*** Begin section ***
PR #310, opened 2016-11-27
UPBGE: Makes distance and angle python attributes for Radar Sensor

lordloki:
writables

This patch adds the posibility to modify the radar cone's distance and
angle attributes during the runtime through BGE python.

Credits for this patch goes to @Kseniya Halezova (blenderprowlee) too.

An example to can check the feature http://pasteall.org/blend/index.php?
id=44156

### DIFF
--- a/extern/bullet2/patches/coneshape_setheight.patch
+++ b/extern/bullet2/patches/coneshape_setheight.patch
@@ -1,0 +1,26 @@
+diff --git a/extern/bullet2/patches/coneshape_setheight.patch b/extern/bullet2/patches/coneshape_setheight.patch
+new file mode 100644
+--- /dev/null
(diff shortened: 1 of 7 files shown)


ondredeniso:
Thanks you. Looks like useful feature.

youle31:
Hi, for me this is good.

Just 2 comments/questions:
1) For the bullet patch, I think the patch won't apply on my PC for example because there is no new line at end of file.
2) I still use PyErr_SetString in my own patches but I was wondering if this had changed. We have to use something else now? CM_Error or something like that? CM means colored message? I'll check.

lordloki:
@youle, I will take a look. thanks :-)

youle31:
Sorry I finally tested and the bullet patch applies correctly.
*** End section ***
• Problem to solve: Only lines with the word "attributes" belong in the answer; copy each of them from the material above.

• Final answer:
UPBGE: Makes distance and angle python attributes for Radar Sensor
angle attributes during the runtime through BGE python.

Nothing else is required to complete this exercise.